> **What is expected**
Using the data below, return every line that holds the word "possible".
Extracted records: Begin
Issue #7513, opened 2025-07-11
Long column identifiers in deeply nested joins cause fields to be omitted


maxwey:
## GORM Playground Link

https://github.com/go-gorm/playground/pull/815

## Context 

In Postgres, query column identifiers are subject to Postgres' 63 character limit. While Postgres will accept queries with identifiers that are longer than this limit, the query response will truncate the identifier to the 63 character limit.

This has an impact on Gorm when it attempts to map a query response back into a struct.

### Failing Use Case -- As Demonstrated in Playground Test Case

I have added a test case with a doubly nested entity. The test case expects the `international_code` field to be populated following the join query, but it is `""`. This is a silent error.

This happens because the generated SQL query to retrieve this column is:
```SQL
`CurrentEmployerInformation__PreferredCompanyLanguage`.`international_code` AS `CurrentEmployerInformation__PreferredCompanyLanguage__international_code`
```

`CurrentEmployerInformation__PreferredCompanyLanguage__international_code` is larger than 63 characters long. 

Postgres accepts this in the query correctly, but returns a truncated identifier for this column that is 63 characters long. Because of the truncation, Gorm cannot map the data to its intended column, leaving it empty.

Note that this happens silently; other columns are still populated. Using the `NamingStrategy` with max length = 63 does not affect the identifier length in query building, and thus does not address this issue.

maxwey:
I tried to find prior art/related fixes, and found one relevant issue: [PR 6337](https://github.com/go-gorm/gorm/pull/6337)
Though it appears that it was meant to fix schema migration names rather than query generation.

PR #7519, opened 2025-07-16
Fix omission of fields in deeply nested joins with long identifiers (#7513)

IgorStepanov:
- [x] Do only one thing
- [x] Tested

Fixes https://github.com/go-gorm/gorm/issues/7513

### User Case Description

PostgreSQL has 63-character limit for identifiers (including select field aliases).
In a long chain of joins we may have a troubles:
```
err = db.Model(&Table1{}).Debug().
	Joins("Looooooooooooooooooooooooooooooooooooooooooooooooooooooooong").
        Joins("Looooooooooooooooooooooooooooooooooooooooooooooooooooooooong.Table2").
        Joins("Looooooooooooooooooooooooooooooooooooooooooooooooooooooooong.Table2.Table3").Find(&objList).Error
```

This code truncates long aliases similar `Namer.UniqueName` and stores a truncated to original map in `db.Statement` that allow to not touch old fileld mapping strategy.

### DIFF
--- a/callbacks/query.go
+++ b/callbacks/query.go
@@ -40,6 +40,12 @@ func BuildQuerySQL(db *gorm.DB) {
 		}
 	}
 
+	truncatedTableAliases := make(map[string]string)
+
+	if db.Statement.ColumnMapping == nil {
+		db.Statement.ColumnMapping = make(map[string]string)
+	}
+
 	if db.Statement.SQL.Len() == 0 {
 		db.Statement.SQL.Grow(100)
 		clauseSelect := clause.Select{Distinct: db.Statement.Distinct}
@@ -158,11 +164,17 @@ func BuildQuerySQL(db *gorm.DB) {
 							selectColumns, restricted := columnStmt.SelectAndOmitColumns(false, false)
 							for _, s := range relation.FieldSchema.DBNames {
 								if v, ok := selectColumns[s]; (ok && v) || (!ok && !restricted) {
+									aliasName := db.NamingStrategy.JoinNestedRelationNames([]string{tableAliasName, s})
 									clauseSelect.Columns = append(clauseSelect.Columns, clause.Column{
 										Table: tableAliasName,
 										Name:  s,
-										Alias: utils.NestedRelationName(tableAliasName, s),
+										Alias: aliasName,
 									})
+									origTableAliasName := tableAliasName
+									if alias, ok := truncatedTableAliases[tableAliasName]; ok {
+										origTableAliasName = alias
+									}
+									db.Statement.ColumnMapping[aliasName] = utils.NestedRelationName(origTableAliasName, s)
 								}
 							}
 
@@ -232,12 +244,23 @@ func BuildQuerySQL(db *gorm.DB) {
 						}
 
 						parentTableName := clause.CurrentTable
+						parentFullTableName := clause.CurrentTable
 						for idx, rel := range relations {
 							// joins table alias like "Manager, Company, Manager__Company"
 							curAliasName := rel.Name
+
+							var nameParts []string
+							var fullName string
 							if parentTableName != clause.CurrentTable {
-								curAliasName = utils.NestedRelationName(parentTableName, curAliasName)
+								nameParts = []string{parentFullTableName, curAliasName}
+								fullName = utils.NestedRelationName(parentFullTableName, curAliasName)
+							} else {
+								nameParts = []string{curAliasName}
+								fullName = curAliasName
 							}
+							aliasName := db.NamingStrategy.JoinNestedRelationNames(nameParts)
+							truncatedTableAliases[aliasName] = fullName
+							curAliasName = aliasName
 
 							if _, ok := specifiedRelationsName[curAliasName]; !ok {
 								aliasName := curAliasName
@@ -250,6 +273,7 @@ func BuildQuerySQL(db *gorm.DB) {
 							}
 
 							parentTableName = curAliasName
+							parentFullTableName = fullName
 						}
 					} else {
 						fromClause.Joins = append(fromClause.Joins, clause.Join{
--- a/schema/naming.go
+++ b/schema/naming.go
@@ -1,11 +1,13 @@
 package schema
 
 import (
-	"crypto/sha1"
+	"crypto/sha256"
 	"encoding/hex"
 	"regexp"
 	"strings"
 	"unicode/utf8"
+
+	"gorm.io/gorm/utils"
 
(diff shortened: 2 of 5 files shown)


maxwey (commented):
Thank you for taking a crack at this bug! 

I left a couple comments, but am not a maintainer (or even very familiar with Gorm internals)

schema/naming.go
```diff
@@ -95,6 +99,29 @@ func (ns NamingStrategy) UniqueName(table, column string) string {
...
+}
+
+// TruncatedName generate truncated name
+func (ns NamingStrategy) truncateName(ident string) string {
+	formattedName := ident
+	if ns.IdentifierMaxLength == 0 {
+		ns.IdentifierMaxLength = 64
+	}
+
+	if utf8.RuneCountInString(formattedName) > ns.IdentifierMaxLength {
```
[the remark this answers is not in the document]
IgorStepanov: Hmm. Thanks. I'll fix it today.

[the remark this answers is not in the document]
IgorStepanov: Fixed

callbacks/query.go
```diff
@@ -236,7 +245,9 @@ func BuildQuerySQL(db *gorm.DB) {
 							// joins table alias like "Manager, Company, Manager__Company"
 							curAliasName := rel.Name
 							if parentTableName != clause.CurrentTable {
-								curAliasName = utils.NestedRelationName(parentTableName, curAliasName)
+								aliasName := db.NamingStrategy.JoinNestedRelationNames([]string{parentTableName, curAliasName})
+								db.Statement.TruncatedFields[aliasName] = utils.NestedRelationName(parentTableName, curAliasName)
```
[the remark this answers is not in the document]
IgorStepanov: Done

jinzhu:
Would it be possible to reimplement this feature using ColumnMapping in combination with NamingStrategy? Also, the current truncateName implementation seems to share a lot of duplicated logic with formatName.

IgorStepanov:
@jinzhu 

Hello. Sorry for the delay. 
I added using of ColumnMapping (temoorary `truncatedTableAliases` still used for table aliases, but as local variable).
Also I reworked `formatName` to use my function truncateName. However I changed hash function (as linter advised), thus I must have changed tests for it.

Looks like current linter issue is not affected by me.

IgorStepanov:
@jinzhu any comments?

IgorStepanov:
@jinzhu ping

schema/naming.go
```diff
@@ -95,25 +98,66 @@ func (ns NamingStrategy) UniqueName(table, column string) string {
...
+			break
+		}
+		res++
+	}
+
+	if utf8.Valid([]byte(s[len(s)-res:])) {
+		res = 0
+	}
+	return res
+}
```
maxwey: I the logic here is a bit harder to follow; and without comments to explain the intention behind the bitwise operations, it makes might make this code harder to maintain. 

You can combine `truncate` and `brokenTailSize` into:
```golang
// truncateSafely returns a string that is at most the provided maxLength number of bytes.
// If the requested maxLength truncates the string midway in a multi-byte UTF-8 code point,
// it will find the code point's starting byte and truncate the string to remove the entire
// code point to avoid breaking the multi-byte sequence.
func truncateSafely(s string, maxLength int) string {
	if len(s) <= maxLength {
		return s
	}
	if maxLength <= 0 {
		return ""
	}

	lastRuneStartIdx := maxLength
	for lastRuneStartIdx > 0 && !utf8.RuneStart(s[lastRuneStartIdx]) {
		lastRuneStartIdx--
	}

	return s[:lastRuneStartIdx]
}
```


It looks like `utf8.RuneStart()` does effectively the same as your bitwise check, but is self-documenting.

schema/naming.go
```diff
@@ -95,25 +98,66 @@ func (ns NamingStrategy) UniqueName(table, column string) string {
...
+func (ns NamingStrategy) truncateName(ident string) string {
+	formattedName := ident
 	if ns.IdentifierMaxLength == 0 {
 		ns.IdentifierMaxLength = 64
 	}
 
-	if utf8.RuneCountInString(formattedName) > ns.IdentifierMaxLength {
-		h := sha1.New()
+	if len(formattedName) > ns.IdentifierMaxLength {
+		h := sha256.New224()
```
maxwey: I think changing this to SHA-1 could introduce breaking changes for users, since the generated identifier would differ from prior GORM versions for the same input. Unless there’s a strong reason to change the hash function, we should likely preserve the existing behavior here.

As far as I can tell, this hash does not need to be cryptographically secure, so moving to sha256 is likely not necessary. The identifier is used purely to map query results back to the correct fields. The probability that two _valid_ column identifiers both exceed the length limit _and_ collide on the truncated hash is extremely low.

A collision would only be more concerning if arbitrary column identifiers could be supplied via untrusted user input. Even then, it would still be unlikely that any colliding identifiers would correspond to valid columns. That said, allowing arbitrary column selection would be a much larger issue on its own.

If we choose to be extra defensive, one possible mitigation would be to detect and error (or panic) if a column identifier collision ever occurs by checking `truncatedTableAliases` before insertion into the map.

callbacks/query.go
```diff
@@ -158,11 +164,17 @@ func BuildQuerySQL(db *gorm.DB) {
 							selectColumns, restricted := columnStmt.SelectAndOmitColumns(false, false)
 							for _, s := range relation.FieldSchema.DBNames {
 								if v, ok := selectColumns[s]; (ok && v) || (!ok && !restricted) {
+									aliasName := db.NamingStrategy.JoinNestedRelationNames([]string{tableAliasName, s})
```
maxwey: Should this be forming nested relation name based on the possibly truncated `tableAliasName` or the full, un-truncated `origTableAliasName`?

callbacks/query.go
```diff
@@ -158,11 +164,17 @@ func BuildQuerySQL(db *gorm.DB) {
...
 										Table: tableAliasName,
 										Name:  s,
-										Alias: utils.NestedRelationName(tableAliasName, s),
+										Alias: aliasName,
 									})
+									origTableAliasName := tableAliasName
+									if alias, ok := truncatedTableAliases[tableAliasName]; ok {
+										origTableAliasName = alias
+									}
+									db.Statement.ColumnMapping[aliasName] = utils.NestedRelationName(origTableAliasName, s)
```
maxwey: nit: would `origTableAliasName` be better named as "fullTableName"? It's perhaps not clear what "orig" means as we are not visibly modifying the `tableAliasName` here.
Extracted records: End
> **Output for this exercise**
Would it be possible to reimplement this feature using ColumnMapping in combination with NamingStrategy? Also, the current truncateName implementation seems to share a lot of duplicated logic with formatName.
If we choose to be extra defensive, one possible mitigation would be to detect and error (or panic) if a column identifier collision ever occurs by checking `truncatedTableAliases` before insertion into the map.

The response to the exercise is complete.